- DESCRIPTION OF THE TASK -
Line by line, copy the material below exactly.

'''

PR #519, opened 2016-02-04
chore(license): Updates configuration of license-maven-plugin.

### LINKED ISSUE #516: travis does not fail with headers issues
I've also encountered what @alcides describes on #515 about the missing headers.

it seems that Travis does not catch this.

GerardPaligot:
Should fixed #516

### DIFF
--- a/pom.xml
+++ b/pom.xml
@@ -547,6 +547,9 @@
                 <exclude>src/test/**</exclude>
                 <exclude>src/changes/**</exclude>
                 <exclude>src/site/**</exclude>
+                <exclude>target/**</exclude>
+                <exclude>bin/**</exclude>
+                <exclude>build/**</exclude>
               </excludes>
             </configuration>
             <executions>


pom.xml
```diff
@@ -534,20 +534,9 @@
...
-                <exclude>doc/**</exclude>
-                <exclude>spooned/**</exclude>
-                <exclude>src/main/resources/**</exclude>
-                <exclude>src/main/assembly/**</exclude>
-                <exclude>src/test/**</exclude>
-                <exclude>src/changes/**</exclude>
-                <exclude>src/site/**</exclude>
-              </excludes>
+              <includes>
+                <include>src/main/java/**</include>
```
monperrus: we should exclude the packages.html and maybe some other resources

GerardPaligot: `package.html` files already have license headers (e.g., [package.html](https://github.com/INRIA/spoon/blob/master/src/main/java/spoon/package.html)). So, why not?

GerardPaligot:
@monperrus PR ok for me here.

PR #1078, opened 2016-12-27
Fixes a typo in doc/gradle.md

dima74:


surli:
Thanks for spotting that one :)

'''

- PROBLEM SOLUTION -
PR #519, opened 2016-02-04
chore(license): Updates configuration of license-maven-plugin.

### LINKED ISSUE #516: travis does not fail with headers issues
I've also encountered what @alcides describes on #515 about the missing headers.

it seems that Travis does not catch this.

GerardPaligot:
Should fixed #516

### DIFF
--- a/pom.xml
+++ b/pom.xml
@@ -547,6 +547,9 @@
                 <exclude>src/test/**</exclude>
                 <exclude>src/changes/**</exclude>
                 <exclude>src/site/**</exclude>
+                <exclude>target/**</exclude>
+                <exclude>bin/**</exclude>
+                <exclude>build/**</exclude>
               </excludes>
             </configuration>
             <executions>


pom.xml
```diff
@@ -534,20 +534,9 @@
...
-                <exclude>doc/**</exclude>
-                <exclude>spooned/**</exclude>
-                <exclude>src/main/resources/**</exclude>
-                <exclude>src/main/assembly/**</exclude>
-                <exclude>src/test/**</exclude>
-                <exclude>src/changes/**</exclude>
-                <exclude>src/site/**</exclude>
-              </excludes>
+              <includes>
+                <include>src/main/java/**</include>
```
monperrus: we should exclude the packages.html and maybe some other resources

GerardPaligot: `package.html` files already have license headers (e.g., [package.html](https://github.com/INRIA/spoon/blob/master/src/main/java/spoon/package.html)). So, why not?

GerardPaligot:
@monperrus PR ok for me here.

PR #1078, opened 2016-12-27
Fixes a typo in doc/gradle.md

dima74:


surli:
Thanks for spotting that one :)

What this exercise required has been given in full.